Find attentive, luxury-caliber service from a team of staff that is well-practiced at catering to whims, and quick off the draw to call you by name. A full-service spa touts Swiss product line Valmont. The spa and fitness center changing areas have large steam rooms, with a lift that takes you down to a tranquil salt-water pool. A 25-seat screening room can play host to everything from business presentations to sports events to Oscar parties. The Yorkville Room seats 70 people for intimate private suppers or business luncheons.

Colorful locally made furniture, quilting and crafts punch up white-painted wood floors, walls and ceilings. A thought toward the essence of Newfoundland culture can be found at every turn.

Service & facilities:

The hospitality here is sublime. Guests get a feeling they’re at Grandma’s house and can do as they please. The patient staff is accommodating in every possible way, offering luxury service with an extremely warm overtone. The resort’s Community Host Program [sic] matches local people with incoming guests to help orient them to the region and to its heritage. Free excursions include a range of natural, cultural, marine, and artistic activities: things like guided geological hikes, berry-picking, and jam-making, boating and fishing, snowshoeing and snowmobiling, bike rides and bonfire nights. Cars and drivers are available all day to take you wherever you’d like. They’ll even drive your rental car to the ferry lineup the night before you leave, so you don’t miss the boat.

The Inn features a lobby lounge and bar, tea room, art gallery, library, and cinema. Wellness facilities include a gym, and rooftop saunas and hot tubs. An adjacent Shed, a take on the typical local party room beside the house (there are no basement rec rooms on the island), makes room for crab suppers and special events.

  •  Bar
  •  Fitness center
  •  Laundry
  •  Parking
  •  Restaurant
  •  Room service
  •  Sauna
  •  Wi-Fi


The 29 rooms and suites sport floor-to-ceiling North Atlantic views, handy binoculars, heated wooden floors, hand-crafted quilts and rugs, and locally produced wooden furniture and furnishings. Toile wallpaper designs spotlight local architecture. Bathrooms feature electronic toilets and walk-in showers. The 21 rooms have wood-burning stoves and 11 rooms have soaker tubs. Guests can request a king-sized bed or two twin beds in advance.

Food & drink:

Visitors receive crispy boutons in their room upon check-in, a traditional fried bread served with butter and molasses. From then on, the local flavours never stop. But don’t expect a larder full of the usual North American staples – you eat what is available in Newfoundland at that particular time of the year, with limited outside ingredients involved.

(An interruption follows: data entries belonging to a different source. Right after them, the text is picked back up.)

PR #4276, opened 2024-12-18
ci: make important jobs a requirement for the publish process

hanspagel:
Let’s not skip CI for release PRs, I’m not really convinced this is the right solution.

But let’s make the important jobs a requirement for the publish jobs.

---

~~Release PRs are created automatically by GitHub Actions. But GitHub Actions doesn’t trigger workflows for actions performed by bots (to avoid infinite loops), that’s why they don’t run when the release PR is (automatically) updated (by the bot).~~

~~This looks like CI is hanging, so let’s just skip CI for the release PR.~~

~~**But, Hans, isn’t that dangerous?**~~

~~I don’t think so! Code has passed CI three times before being published:~~

~~1. In the PR branch (the UI warns if it’s not rebased on main)
2. When it’s in main (and the release PR is created eventually)
3. Once it’s in main again (after the release PR is merged, the publishing process gets kicked off after main passed CI)~~

### DIFF
--- a/.github/workflows/ci.yml
+++ b/.github/workflows/ci.yml
@@ -3,21 +3,11 @@ name: CI
 # This workflow runs on:
 # 1. Push events to the main branch
 # 2. Pull request events
-#
-# We explicitly ignore the 'changeset-release/main' branch in both cases
-# because this branch is created by our release workflow.
-#
-# Note: GitHub Actions doesn’t run workflows triggered by bot accounts.
-# We keep the ignore rule for clarity, but the bot’s PR would be skipped anyway.
-#
-# ⚠️ That could become a problem if we filter for specific files in the trigger.
 on:
   push:
     branches:
       - main
   pull_request:
-    branches-ignore:
-      - changeset-release/main
 
 jobs:
   harden_security:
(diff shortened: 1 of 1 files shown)


tmastrom (commented):
I have a few concerns, 
- This would become unsafe if we started adding trigger filters for specific files. Untested code code potentially be released if this were to be added. Maybe add a note about this
- CI status can ignored / forgotten / hidden on the `main` branch

amritk (approved):
Works for me, but address @tmastrom's concerns

hanspagel:
True! I’ve added a comment about that, and I’ve made all important jobs (not just the build) a requirement for the publish jobs.

tmastrom (approved):

.github/workflows/ci.yml
```diff
@@ -1,10 +1,25 @@
...
+# Note: GitHub Actions doesn’t run workflows triggered by bot accounts.
+# We keep the ignore rule for clarity, but the bot’s PR would be skipped anyway.
+#
+# ⚠️ That could become a problem if we filter for specific files in the trigger.
 on:
   push:
     branches:
       - main
+    branches-ignore:
+      - changeset-release/main
```
hanspagel, line 19: actually, this trigger seems to work, so let’s keep it

```suggestion
    branches-ignore:
      - changeset-release/main
```

tmastrom (approved):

Noted chef Jonathan Gushue and his team go the most local, seasonal route: foraged berries, mushrooms, wild greens; produce procured from neighbourhood community gardens; the freshest seafood, including the province’s ubiquitous and delicious cod; salt-cured meats and some wild game. Absolutely everything is homemade with menus changing frequently. A breakfast of braised turnip greens, lamb belly and a fried egg on black garlic sauce is both interesting and satisfying.

Value for money:

Double rooms from CAD$1,975, (£1,215), including all meals (less alcohol), snacks and most excursions for two people, with gratuities, included. Free Wi-Fi.


Families are very welcome and children will love the freedom of playing along the shoreline. Pets can be billeted out to localhost. They may never want to leave.

 Fogo Island Inn, Newfoundland NL A0G 2X0, Canada.